The same night, the girls and women would also dislpay carved melons and samples of their cookies and other delicacies. During the daytime, they would skillfully carve melons into all sorts of things. Some would make a gold fish. others preferred flowers, still others would use several melons and carve them into an exquisite building. These melons were called Hua Gua or Carved Melons.

The ladies would also show off their fried cookies made in many different shapes.They would invite the Girl Weaver to judge who was the best. Of course, Zhinu would not come down to the world because she was busy talking to Niulang after a long year of separation. These activities gave the girls and women a good opportunity to show their skills and added fun to the fesstival.

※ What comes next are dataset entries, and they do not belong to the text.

Issue #4700, opened 2026-01-13
Unified APIs: Route Assistant Execution via Kaapi Unified API


AmishaBisht:
### Summary

Update Assistant execution logic to route all calls through Kaapi’s Unified API (llm/call) instead of direct OpenAI calls.

[Tech Doc](https://docs.google.com/document/d/19b0chhxKF3Y3wDME3HWJ_4NQB80xQkD59kIF77YWr30/edit?tab=t.0)

### Requirements

- Fetch active config version at runtime
- Construct Unified API payload from config snapshot
- Stop direct OpenAI execution paths when enabled

### Acceptance Criteria

No OpenAI API calls are made from Glific directly.

PR #4774, opened 2026-02-15
Knowledge base create api

shijithkjayan:
## Summary
Target issue is #4700

Implements the knowledge base creation API with Kaapi integration

## Changes
- Add `create_knowledge_base` GraphQL mutation that orchestrates multi-step creation of knowledge bases, assistant versions, and knowledge base versions
- Integrate with Kaapi's collection API to process assistant file uploads
- Add Kaapi controller with callback endpoint (`/kaapi/knowledge-base-version`) to handle async status updates from Kaapi
- Add `update_knowledge_base_version` and `update_assistant_version` functions in the Assistants module
- Remove deprecated `add_assistant_files` and `remove_assistant_file` GraphQL operations (replaced by the new unified creation flow)
- Add typespec annotations to new Assistants module functions

## Manual Tests Done
- Called the updated API using Apollo Client and tested the success path - Created a collection and handled the successfull callback. (Used a document ID that I got from the `documents` list API in Kaapi staging to create the collection)
- Failure callback has been tested in unit tests

### DIFF
--- a/assets/gql/assistants/create_knowledge_base.gql
+++ b/assets/gql/assistants/create_knowledge_base.gql
@@ -1,4 +1,4 @@
-#import "./fields.frag.gql"
+#import "./knowledge_base_fields.frag.gql"
 
 mutation create_knowledge_base($media_info: [FileInfoInput!]!, $id: ID) {
     create_knowledge_base(media_info: $media_info, id: $id) {
--- a/assets/gql/assistants/knowledge_base_fields.frag.gql
+++ b/assets/gql/assistants/knowledge_base_fields.frag.gql
@@ -1,4 +1,4 @@
-fragment ErrorFields on AssistantResult {
+fragment ErrorFields on KnowledgeBaseResult {
     errors {
         key
         message


shijithkjayan:
@coderabbitai review

lib/glific/assistants.ex
```diff
@@ -279,4 +331,158 @@ defmodule Glific.Assistants do
...
+  """
+  @spec create_knowledge_base_with_version(params :: map()) ::
+          {:ok, map()} | {:error, Ecto.Changeset.t() | String.t()}
+  def create_knowledge_base_with_version(params) do
+    with {:ok, knowledge_base} <- maybe_create_knowledge_base(params),
+         {:ok, knowledge_base_version} <-
+           build_and_create_knowledge_base_version(knowledge_base, params),
+         api_params <- build_collection_params(knowledge_base_version, params),
+         {:ok, %{data: %{job_id: job_id}}} <-
+           Kaapi.create_collection(api_params, params[:organization_id]),
```
shijithkjayan, line 432: [question](https://pullpo.io/cc?l=question) 
In case Kaapi error's out we will have orphaned knowledge bases and versions.

Should we use a background job for cleaning up unused knowledge bases and its versions or make the code complicated and do the delete right after the failure?

I suggest we do the former. Please share your thoughts @rvignesh89 @AmishaBisht

lib/glific_web/controllers/kaapi_controller.ex
```diff
@@ -0,0 +1,20 @@
...
+  alias Glific.Assistants
+
+  @doc """
+  Handles the callback from Kaapi upon successful or failure of collection creation.
+  """
+  @spec knowledge_base_version_creation_callback(Plug.Conn.t(), map()) :: Plug.Conn.t()
+  def knowledge_base_version_creation_callback(conn, params) do
+    Logger.info("Received knowledge base creation callback")
+    Assistants.handle_knowledge_base_callback(params)
+    send_resp(conn, 200, "Knowledge base version creation callback handled successfully")
```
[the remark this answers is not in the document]
shijithkjayan: This was by design. Unexpected errors would crash the process and we will be notified, for other error possibilities we have logging. Doesn't matter to Kaapi if processing in Glific fails or not, so no point in handling the errors @mdshamoon

lib/glific_web/resolvers/assistants.ex
```diff
@@ -0,0 +1,30 @@
...
+      response = %{
+        id: knowledge_base.id,
+        name: knowledge_base.name,
+        vector_store_id: knowledge_base_version.llm_service_id,
+        files: knowledge_base_version.files,
+        size: knowledge_base_version.size,
+        status: knowledge_base_version.status,
+        inserted_at: knowledge_base.inserted_at,
+        updated_at: knowledge_base_version.inserted_at
+      }
```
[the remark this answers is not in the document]
shijithkjayan: This is also by design. For inserted at we use `inserted_at` of `KnwowledgeBase`, while for `updated_at` we use `inseted_at` of `KnowledgeBaseVersion`. Currently front end doesnt have a concept of versions, so to keep the UX same chose to do like this @mdshamoon

lib/glific/assistants.ex
```diff
@@ -287,6 +342,160 @@ defmodule Glific.Assistants do
...
+    }
+
+    create_knowledge_base_version(params)
+  end
+
+  @spec generate_knowledge_base_name() :: String.t()
+  defp generate_knowledge_base_name do
+    uid = Ecto.UUID.generate() |> String.split("-") |> List.first()
+    "Vector-Store-#{uid}"
+  end
```
rvignesh89, line 526: What's the thinking behind only taking the first part of UUID? Wouldn't this cause collisions in the name?

lib/glific_web/router.ex
```diff
@@ -126,6 +126,11 @@ defmodule GlificWeb.Router do
     get("/exotel/optin", ExotelController, :optin)
   end
 
+  # Special routes for Kaapi Callbacks. All callbacks from Kaapi should be handled here.
+  scope "/kaapi", GlificWeb do
+    post("/knowledge_base_version", KaapiController, :knowledge_base_version_creation_callback)
+  end
```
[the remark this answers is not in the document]
shijithkjayan: Kaapi doesn't support this at the moment

lib/glific/assistants.ex
```diff
@@ -279,4 +331,158 @@ defmodule Glific.Assistants do
...
+
+      {:error, error} ->
+        Glific.log_exception(%Error{
+          message: "Create knowledge base failed. Reason: #{inspect(error)}",
+          reason: inspect(error)
+        })
+
+        {:error, "Failed to create knowledge base"}
+    end
+  end
```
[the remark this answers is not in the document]
shijithkjayan: The chances of them failing is zero, hence chose not to use transaction @mdshamoon

lib/glific/assistants.ex
```diff
@@ -279,4 +331,158 @@ defmodule Glific.Assistants do
...
+
+  @doc """
+  Handles the callback from Kaapi for knowledge base creation.
+  """
+  @spec handle_knowledge_base_callback(map) ::
+          KnowledgeBaseVersion.t() | {:error, String.t()}
```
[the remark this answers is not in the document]
shijithkjayan: The response is not used in the upstream, so its okay.

lib/glific/assistants.ex
```diff
@@ -279,4 +331,158 @@ defmodule Glific.Assistants do
...
+        )
+
+        {:error, "Failed to update knowledge base version status"}
+
+      {:error, :failed} ->
+        Logger.error("Knowledge Base Version already failed, Job ID: #{job_id}")
+
+        {:error, "Failed to update knowledge base version status"}
+    end
+  end
```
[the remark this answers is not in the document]
shijithkjayan: The `apply_callback_updates` shouldn't fail, only 2 fields are updated and it would break only if Kaapi response change. In such a case IMO it should crash so we are notified. Please share your thoughts @mdshamoon

lib/glific/assistants.ex
```diff
@@ -279,4 +331,158 @@ defmodule Glific.Assistants do
...
+
+  # Private
+  @spec maybe_create_knowledge_base(map()) ::
+          {:ok, KnowledgeBase.t()} | {:error, Ecto.Changeset.t()}
+  defp maybe_create_knowledge_base(%{id: id}), do: Repo.fetch(KnowledgeBase, id)
+
+  defp maybe_create_knowledge_base(params) do
+    params = %{name: generate_knowledge_base_name(), organization_id: params[:organization_id]}
+    create_knowledge_base(params)
+  end
```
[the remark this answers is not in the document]
shijithkjayan: `organization_id` is set for the process in the endpoint when the request come in

lib/glific/assistants.ex
shijithkjayan: https://github.com/glific/glific/blob/252c283611c485fafdeacc8a2d31597557bb9f0c/lib/glific/filesearch.ex#L190

This is the practice we already had, and so far it hasnt caused any collision

assets/gql/assistants/create_knowledge_base.gql
```diff
@@ -0,0 +1,17 @@
+mutation add_assistant_files($media_info: [FileInfoInput!]!, $id: ID) {
+    add_assistant_files(media_info: $media_info, id: $id) {
+        knowledge_base {
```
AmishaBisht, line 5: The file name is add_assistant_files but creates a knowledge base should we update the neme?

lib/glific/assistants.ex
AmishaBisht: We will only get an orphan record if Kaapi.create_collection fails. The two database writes before that are very unlikely to fail.
So in reality, we are handling just one possible failure point IMO. The cleanup is also simple:
1. Delete the KnowledgeBaseVersion.
2. If the KnowledgeBase was newly created (not fetched using an existing ID), delete that as well.

Adding a background job for this makes things more complex without much benefit in this case ig.
If we use a background job, we would also need a way to tell the difference between a truly orphaned in_progress version, and aversion that is legitimately still in_progress.

To do that, we would probably need something like a timestamp check (for example: in_progress for more than X minutes).

lib/glific/assistants.ex
```diff
@@ -287,6 +342,160 @@ defmodule Glific.Assistants do
...
+        Map.put(files, info.file_id, info)
+      end)
+
+    params = %{
+      knowledge_base_id: knowledge_base.id,
+      organization_id: params[:organization_id],
+      files: files_details,
+      status: :in_progress,
+      llm_service_id: generate_temporary_llm_service_id()
+    }
```
AmishaBisht, line 512: Why are we generating temporary service id?

assets/gql/assistants/create_knowledge_base.gql
shijithkjayan: Chose to keep it like to keep the changes in front end minimal. But since the front end anyways to need to make some changes I now think its okay to change the name too. Will change it. Thanks for bringing this up

lib/glific/assistants.ex
shijithkjayan: So that we have something to show in the UI after user submits the files

assets/gql/assistants/create_knowledge_base.gql
shijithkjayan: Done 33473c7

lib/glific_web/controllers/kaapi_controller.ex
```diff
@@ -0,0 +1,20 @@
...
+  end
```
rvignesh89, line 19: IIUC there is no authentication for this endpoint right but since we use job-id to select the job it provides enough entropy to handle brute force attacks right?

lib/glific/assistants.ex
```diff
@@ -287,6 +342,160 @@ defmodule Glific.Assistants do
...
+  Handles the callback from Kaapi for knowledge base creation.
+  """
+  @spec handle_knowledge_base_callback(map) ::
+          KnowledgeBaseVersion.t() | {:error, String.t()}
+  def handle_knowledge_base_callback(%{"data" => %{"job_id" => job_id} = data}) do
+    knowledge_base_version_params =
+      case get_in(data, ["collection", "llm_service_id"]) do
+        nil -> %{status: data["status"]}
+        llm_service_id -> %{status: data["status"], llm_service_id: llm_service_id}
+      end
```
rvignesh89, line 460: I saw from kaapi spec that llm_service_id is a required field in the response. So what's the thinking behind this condition?

lib/glific/assistants.ex
```diff
@@ -287,6 +342,160 @@ defmodule Glific.Assistants do
...
+
+    assistant_version_params = %{status: data["status"], failure_reason: data["error_message"]}
+
+    with {:ok, knowledge_base_version} <-
+           Repo.fetch_by(KnowledgeBaseVersion, %{kaapi_job_id: job_id}),
+         {:ok, knowledge_base_version} <-
+           apply_callback_updates(knowledge_base_version, knowledge_base_version_params),
```
rvignesh89, line 467: Can we log the exact request body from kaapi for debugging purposes?

lib/glific/assistants.ex
```diff
@@ -287,6 +342,160 @@ defmodule Glific.Assistants do
...
+
+    Enum.each(knowledge_base_version.assistant_config_versions, fn assistant_version ->
+      case update_assistant_version(assistant_version, params) do
+        {:ok, _} ->
+          :ok
+
+        {:error, changeset} ->
+          Logger.error(
+            "Failed to update assistant version #{assistant_version.id}: #{inspect(changeset)}"
+          )
```
rvignesh89, line 577: Minor: I noticed some errors are handled in the caller but this one is handled here.

lib/glific/third_party/kaapi.ex
```diff
@@ -174,6 +183,33 @@ defmodule Glific.ThirdParty.Kaapi do
...
+    else
+      {:error, reason} ->
+        Appsignal.send_error(
+          %Error{
+            message: "Failed to create Kaapi Knowledge Base creation job",
+            organization_id: organization_id,
+            reason: inspect(reason)
+          },
+          []
+        )
```
rvignesh89, line 207: This is a good pattern, I'd move this into the kaapi client module itself to log all requests/response and also send failures to appsignal for debugging.

lib/glific_web/schema/filesearch_types.ex
```diff
@@ -137,20 +138,12 @@ defmodule GlificWeb.Schema.FilesearchTypes do
       resolve(&Resolvers.Filesearch.delete_assistant/3)
     end
 
-    @desc "Add files to Assistant"
-    field :add_assistant_files, :assistant_result do
+    @desc "Create a knowledge Base and/or Knowledge Base version"
```
rvignesh89:
```suggestion
    @desc "Create a knowledge Base version"
```

Since we always create a version makes sense to just keep it simple

lib/glific/assistants.ex
```diff
@@ -287,6 +342,160 @@ defmodule Glific.Assistants do
     end
   end
 
+  @doc """
+    Create a new knowledge base, knowledge_base_version in Glific and creates a corresponding Collection in Kaapi.
+  """
+  @spec create_knowledge_base_with_version(params :: map()) ::
+          {:ok, map()} | {:error, Ecto.Changeset.t() | String.t()}
+  def create_knowledge_base_with_version(params) do
+    with {:ok, knowledge_base} <- maybe_create_knowledge_base(params),
```
rvignesh89, line 428:
```suggestion
    with {:ok, knowledge_base} <- create_knowledge_base_if_not_exists(params),
```
`maybe` looks a little odd to me :)

lib/glific/assistants.ex
```diff
@@ -287,6 +342,160 @@ defmodule Glific.Assistants do
...
+         {:ok, knowledge_base_version} <-
+           build_and_create_knowledge_base_version(knowledge_base, params),
```
rvignesh89:
```suggestion
           create_knowledge_base_version(knowledge_base, params),
```
build is implied

lib/glific/assistants.ex
AmishaBisht: Aren;t we getting the if from kaapi?

lib/glific/assistants.ex
rvignesh89:
```
n=   1,000 → P(collision) = 0.0116%
n=  10,000 → P(collision) = 1.1573%
n=  77,128 → P(collision) = 49.9683%
n= 100,000 → P(collision) = 68.7809%
n= 200,000 → P(collision) = 99.0501%
```

This has a 50% chance of collision at 77K records. I think that's too low IMO. 

Why don't we just use the pattern already used for assistants? The prefix also differs from whats existing. 

https://github.com/glific/glific/blob/knowledge-base-create-api/lib/glific/assistants/assistant.ex#L88-L96

lib/glific/assistants.ex
shijithkjayan: That's a general pattern that I have seen in many other codebases and also in Glific

lib/glific/assistants.ex
shijithkjayan: We only get the job ID instantly. The `llm_service_id` from Kaapi will only be received in the callback

lib/glific_web/controllers/kaapi_controller.ex
shijithkjayan: Kaapi doesn't support any extra parameters or headers for this callback as of now, AFAIK.

lib/glific/assistants.ex
shijithkjayan: In case of job failure, `llm_service_id` will not be present
Screenshot 2026-02-20 at 6 08 14 PM

lib/glific/assistants.ex
shijithkjayan: This is inside the `Enum.each/2`, for each element in the enumerable. It has to be handled here

lib/glific/third_party/kaapi.ex
shijithkjayan: We already do this for all Kaapi API requests in `kaapi.ex`.

lib/glific/assistants.ex
shijithkjayan: Done 1f3ca4f

lib/glific/assistants.ex
shijithkjayan: Done 033f181

lib/glific_web/schema/filesearch_types.ex
shijithkjayan: Done 44a6300

lib/glific_web/controllers/kaapi_controller.ex
rvignesh89: Strange, but I think this is good enough for now 👍

lib/glific/third_party/kaapi.ex
rvignesh89: Oh I was saying could we do this in the Kaapi.ApiClient itself? Not a blocker for this PR though

lib/glific/assistants.ex
rvignesh89: Thanks for addressing this 👍

lib/glific/assistants.ex
```diff
@@ -13,9 +13,22 @@ defmodule Glific.Assistants do
...
+
+  defmodule Error do
+    @moduledoc """
+    Custom error module for Assistant failures.
+    Reporting these failures to AppSignal lets us detect and fix problems.
+    """
+    defexception [:message, :reason, :organization_id]
+  end
+
+  @default_model "gpt-4o"
```
priyanshu6238, line 29: we already have default value for the model at line 34 ,we can remove this

lib/glific/third_party/kaapi.ex
```diff
@@ -4,12 +4,21 @@ defmodule Glific.ThirdParty.Kaapi do
...
 
+  # Update all Error struct data in this format
+  defmodule Error do
+    @moduledoc """
+    Custom error module for Kaapi API failures.
+    Since Kaapi is a backend service (NGOs don’t interact with it directly),
+    sending errors to them won’t resolve the issue.
+    Reporting these failures to AppSignal lets us detect and fix problems
+    """
+    defexception [:message, :reason, :status, :organization_id]
```
priyanshu6238: We are not using the status field in the error struct   we can remove it for now.

lib/glific/assistants/knowledge_base_version.ex
```diff
@@ -23,7 +23,7 @@ defmodule Glific.Assistants.KnowledgeBaseVersion do
           knowledge_base: KnowledgeBase.t() | Ecto.Association.NotLoaded.t() | nil,
           version_number: non_neg_integer() | nil,
           files: map() | nil,
-          size: non_neg_integer() | nil,
+          size: non_neg_integer(),
```
priyanshu6238, line 26: I am also think nil should we remove from here .But i have some confusion can you pls check this https://github.com/glific/glific/pull/4743#discussion_r2762346569

assets/gql/assistants/create_knowledge_base.gql
```diff
@@ -0,0 +1,17 @@
...
+            id
+            vector_store_id
+            name
+            status
+            size
+            inserted_at
+            updated_at
+        }
+        errors {
```
priyanshu6238: we already have the fragment for the error struct ,we can use it here 

Image

lib/glific/assistants.ex
```diff
@@ -174,6 +218,17 @@ defmodule Glific.Assistants do
     end
   end
 
+  @doc """
+  Updates an Assistant Version.
+  """
+  @spec update_assistant_version(AssistantConfigVersion.t(), map()) ::
+          {:ok, AssistantConfigVersion.t()} | {:error, Ecto.Changeset.t()}
+  def update_assistant_version(assistant_version, params) do
```
priyanshu6238: Why is this a public function?We are not using it outside this file, we can make it private.

```suggestion
  defp update_assistant_version(assistant_version, params) do
```

lib/glific/assistants.ex
shijithkjayan: Thanks for pointing out -  must have added it by a conflict

lib/glific/assistants/knowledge_base_version.ex
shijithkjayan: I have set zero as the default value for size in the schema. So even before insert `size` will have the default value.

assets/gql/assistants/create_knowledge_base.gql
shijithkjayan: I have created a new fragment file in the new folder for assistants and used it

lib/glific/assistants.ex
AmishaBisht: Yeah, by that time we will show the status in_progress anyway, right? So for the time being, if we show a dummy ID and then replace it with the actual ID we receive from Kaapi, isn’t that an extra step? just a thought

AmishaBisht (approved):

assets/gql/assistants/create_knowledge_base.gql
shijithkjayan: Done 537a52d

lib/glific/assistants.ex
shijithkjayan: Done f32abdd

lib/glific/third_party/kaapi.ex
shijithkjayan: Done 62c0dfc

lib/glific/assistants.ex
shijithkjayan: Done f32abdd

lib/glific/assistants.ex
shijithkjayan: Will be done in https://github.com/glific/glific/issues/4787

Chinese people nowadays, especially city residents, no longer hold such activities, Most young women buy their clothes from shops and most young couples share the housework. More and more men are learning to cook, so it is perhaps not so important for the woman to develop her cuisine skills. In fact, many men can cook better than their wives.

The Double-Seventh Day is not a pulic holiday in China. However, it is still a day to celebrate the annual meeting of the loving couple, the Cowherd and the Girl Weaver. Not surprisingly, many people consider the Double-seventh Day the Chinese Valentine's Day.